By Partha Banerjee | PUBLISHED: 10, May 2015, 14:51 pm IST | UPDATED: 10, May 2015, 14:55 pm IST

Mother's Day 2015: My salute to the working mother Mother’s Day is meaningless if it’s all about the shopping malls and restaurants and gifts and jewelry and wealth to show off. Mother’s Day is NOT about money. Mother’s Day is not an annual, self-gratifying event.

To me, Mother’s Day is about the working mother. To me, Mother’s Day is about the ever-sacrificing mother.

I hope people all over the world reflect on this Mother’s Day what this day is truly all about: mothers who are sacrificing their entire lives for their families, children and society.

The ordinary mothers I’ve seen in my life — both in India, Bengal and here in the United States — who have become extraordinary by their enormous sacrifice, by their enormous desire to live with hope and dignity.

Mother’s Day is all about the high optimism of working women all over the world — an optimism that gives this man-made depressing state of the world a ray of hope. In fact, I first saw this ray of hope in my mother’s eyes.

My mother worked at home. The global mother works at home…or outside…and at home. She works at factories, schools, farms, forests, mines, highrises, mud houses, offices, courts, restaurants, kitchens, groceries, laundries, sewers, sewing machines, toll booths, tramways, railways, hallways, hospitals…and at home. She takes care of the young babies.
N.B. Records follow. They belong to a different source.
PR #33761, opened 2024-06-05
Fix some random Darwin test failures due to timing dependency.

bzbarsky-apple:
Some Darwin tests failed randomly if a subscription took longer than 10s to establish.  Add test-only conditionals around the relevant code so we suppress that behavior in tests.

PR #34210, opened 2024-07-05
Fix more random Darwin test failures due to timing dependency.

bzbarsky-apple:
The fix in https://github.com/project-chip/connectedhomeip/pull/33761 only fixed the Objective-C version of the test.  The Swift version would still fail if it took longer than 10s to set up a subscription.


jtung-apple (approved):

kiel-apple (approved):

bzbarsky-apple:

andy31415 (approved):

She takes care of the older babies. She don’t pause. She don’t take a break. She don’t rest. We often never think of her well being. We never pause and say: thank you, mother. We never say, thank you, mother, without you, I would never be.

Dhaka, Bangladesh, Reshma was found alive today, seventeen days after the man-made  disaster when a huge building housing various multinational garment industries collapsed, killing more than a thousand poor workers.
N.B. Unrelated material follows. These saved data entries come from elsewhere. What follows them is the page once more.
PR #34212, opened 2024-07-05
Clear data from MTRDevice's ClusterStateCache when elements are removed.

bzbarsky-apple:
The idea is for that cache to store DataVersions and cluster data sizes, so on resubscribe we send the right data along.  But ClusterStateCache itself never removes anything, so if we detect that an endpoint or cluster or attribute has been removed, we need to explicitly remove the relevant bits from the cache.

Not doing that can lead to incorrect (so less efficient) DataVersion sorting for the case when an attribute was removed, of to unnecessary DataVersions being included in a subscribe (and potentially preventing useful ones from being included) when a cluster or endpoint was removed.

### DIFF
--- a/src/darwin/Framework/CHIP/MTRBaseSubscriptionCallback.h
+++ b/src/darwin/Framework/CHIP/MTRBaseSubscriptionCallback.h
@@ -93,6 +93,11 @@ public:
 
     chip::app::BufferedReadCallback & GetBufferedCallback() { return mBufferedReadAdapter; }
 
+    // Accessor for the cluster state cache, so that stale data can be cleared
+    // from it as needed.  The returned pointer must not be held long-term,
+    // because it can dangle if this callback object is destroyed.
+    chip::app::ClusterStateCache * GetClusterStateCache() { return mClusterStateCache.get(); }
+
     // We need to exist to get a ReadClient, so can't take this as a constructor argument.
     void AdoptReadClient(std::unique_ptr<chip::app::ReadClient> aReadClient) { mReadClient = std::move(aReadClient); }
     void AdoptClusterStateCache(std::unique_ptr<chip::app::ClusterStateCache> aClusterStateCache)
--- a/src/darwin/Framework/CHIP/MTRBaseSubscriptionCallback.h
+++ b/src/darwin/Framework/CHIP/MTRBaseSubscriptionCallback.h
@@ -22,6 +22,7 @@
 #include <app/BufferedReadCallback.h>
 #include <app/ClusterStateCache.h>
 #include <app/ConcreteAttributePath.h>
+#include <app/ConcreteClusterPath.h>
 #include <app/EventHeader.h>
 #include <app/MessageDef/StatusIB.h>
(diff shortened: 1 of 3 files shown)


src/darwin/Framework/CHIP/MTRBaseSubscriptionCallback.h
```diff
@@ -93,6 +93,11 @@ class MTRBaseSubscriptionCallback : public chip::app::ClusterStateCache::Callbac
 
     chip::app::BufferedReadCallback & GetBufferedCallback() { return mBufferedReadAdapter; }
 
+    // Accessor for the cluster state cache, so that stale data can be cleared
+    // from it as needed.  The returned pointer must not be held long-term,
+    // because it can dangle if this callback object is destroyed.
+    chip::app::ClusterStateCache * GetClusterStateCache() { return mClusterStateCache.get(); }
```
andy31415, line 99: Providing access to the raw pointer seems to require more documentation about lifetime and provides a lot of usage. Any reason we did this instead of providing some `Clear` methods instead?

bzbarsky-apple: I didn't feel it was worth the extra method definitions, and more importantly I could not figure out what to name the methods...  But I'm open to doing whatever here.

src/darwin/Framework/CHIP/MTRDevice.mm
```diff
@@ -3429,6 +3429,13 @@ - (void)_pruneEndpointsIn:(MTRDeviceDataValueDictionary)previousPartsListValue
         }
         [self _removeClusters:clusterPathsToRemove doRemoveFromDataStore:NO];
         [self.deviceController.controllerDataStore clearStoredClusterDataForNodeID:self.nodeID endpointID:endpoint];
+
+        if (_currentSubscriptionCallback) {
+            auto clusterStateCache = _currentSubscriptionCallback->GetClusterStateCache();
+            if (clusterStateCache) {
+                clusterStateCache->ClearAttributes(static_cast<EndpointId>(endpoint.unsignedLongLongValue));
```
jtung-apple, line 3436: Is it safe to mutate clusterStateCache while not being on the Matter queue?

bzbarsky-apple: No, good catch!  For some reason I thought this was on the Matter queue.

src/darwin/Framework/CHIP/MTRBaseSubscriptionCallback.h
bzbarsky-apple: Added Clear methods instead.  @andy31415 Please take a look when you get the chance?

src/darwin/Framework/CHIP/MTRDevice.mm
bzbarsky-apple: Fixed.

jtung-apple (approved):

yufengwangca (approved):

Thousands more — mostly young women working for these profiteering corporations and their corrupt bookies and agents and politicians — forever lost their limbs and livelihoods.

The continuing sweatshop fires and now this newest disaster have shown to the world how catastrophic the global economic tyranny has become. Wal-Mart, Gap, Disney, GE, Monsanto, Exxon-Mobil, Nike, H&M, Coca-Cola, McDonald’s, Nestle…with active help from IMF, World Bank, Wall Street and the big political parties…in the name of democracy…
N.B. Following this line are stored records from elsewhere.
PR #34354, opened 2024-07-16
[Python] Avoid RuntimeException if APIs with future raise an error

agners:
Currently, when calling an API which uses a future causes an error (e.g. CommissionWithCode with an invalid code), then the API call already returns an error. In this case the call `raise_on_error()` on the returned PyChipError object make sure that an exception is raised. However, this also causes the `CallbackContext` context manager to exit.

At this point the future is initialized but never completed, which triggers the previously introduced sanity check in `CallbackContext`: `RuntimeError("CallbackContext future not completed")`.

Remove the RuntimeError as existing the context manager early without completing the future is a use case (when the call setting up the callback raises an exception).

Instead, just cancel the future in the context manager if it hasn't been complete yet, in case someone has a reference to it and expects it to complete.

Also, since most API calls return PyChipError, this changes `CallAsync()` to raise an exception by default instead of returning a PyChipError object. If the PyChipError object is required or an API returns something else, the CallAsyncWithResult() method can be used.

### DIFF
--- a/src/controller/python/chip/ChipDeviceCtrl.py
+++ b/src/controller/python/chip/ChipDeviceCtrl.py
@@ -249,7 +249,10 @@ class CallbackContext:
 
     async def __aexit__(self, exc_type, exc_value, traceback):
         if not self._future.done():
-            raise RuntimeError("CallbackContext future not completed")
+            # In case the initial call (which sets up for the callback) fails,
+            # the future will never be used actually. So just cancel it here
+            # for completeness, in case somebody is expecting it to be completed.
+            self._future.cancel()
         self._future = None
         self._lock.release()
 
@@ -603,11 +606,10 @@ class ChipDeviceControllerBase():
 
         async with self._commissioning_context as ctx:
             self._enablePairingCompleteCallback(True)
-            res = await self._ChipStack.CallAsync(
+            await self._ChipStack.CallAsync(
                 lambda: self._dmLib.pychip_DeviceController_ConnectBLE(
                     self.devCtrl, discriminator, isShortDiscriminator, setupPinCode, nodeid)
             )
-            res.raise_on_error()
 
             return await asyncio.futures.wrap_future(ctx.future)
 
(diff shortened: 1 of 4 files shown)


src/controller/python/chip/ChipDeviceCtrl.py
```diff
@@ -603,23 +603,30 @@ async def ConnectBLE(self, discriminator: int, setupPinCode: int, nodeid: int, i
...
-                lambda: self._dmLib.pychip_DeviceController_ConnectBLE(
-                    self.devCtrl, discriminator, isShortDiscriminator, setupPinCode, nodeid)
-            )
-            res.raise_on_error()
+            try:
+                await self._ChipStack.CallAsync(
+                    lambda: self._dmLib.pychip_DeviceController_ConnectBLE(
+                        self.devCtrl, discriminator, isShortDiscriminator, setupPinCode, nodeid)
+                )
+            except:
```
arkq, line 611: Can you narrow the scope of this catch (in particular not to catch `KeyboardInterrupt`)?
In other places as well.

arkq (approved):

src/controller/python/chip/ChipDeviceCtrl.py
agners: It is not catching any exception in that sense, as we re-raise immediately.

If we would narrow this down to `KeyboardInterrupt`, We'd end up with a `RuntimeError` from the CommissionContext.

Maybe it would be better to just get rid of the RuntimeError there actually :thinking:

agners: Yeah thinking a bit more about it, I think this is the better way:

```patch
     async def __aexit__(self, exc_type, exc_value, traceback):
         if not self._future.done():
-            raise RuntimeError("CallbackContext future not completed")
+            # In case the initial call (which sets up for the callback) fails,
+            # the future will never be used actually. So just cancel it here
+            # for completeness, in case somebody is expecting it to be completed.
+            self._future.cancel()
         self._future = None
         self._lock.release()
```

Then we don't need this `try .. except` everywhere.

agners: Changed, also updated the PR description.

cecille (approved):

Some of the pictures coming out of the building collapse quickly remind us of the historic destruction of Pompeii. The ancient natural disaster in Rome and today’s modern disaster in the Indian subcontinent have many striking resemblances. Buried bodies. Scalded bodies. Maimed bodies. Mangled bodies. Dead bodies piled up. Dead bodies of mothers, sisters, fathers, sisters, brothers, sons, daughters…hundreds of them. Thousands of them.

Two disasters. One natural. The other man-made. One gets scholars’ attention. The other gets media’s bypass. Yesterday’s Nero is hated. Today’s Neroes are let off the hook. Nobody questions.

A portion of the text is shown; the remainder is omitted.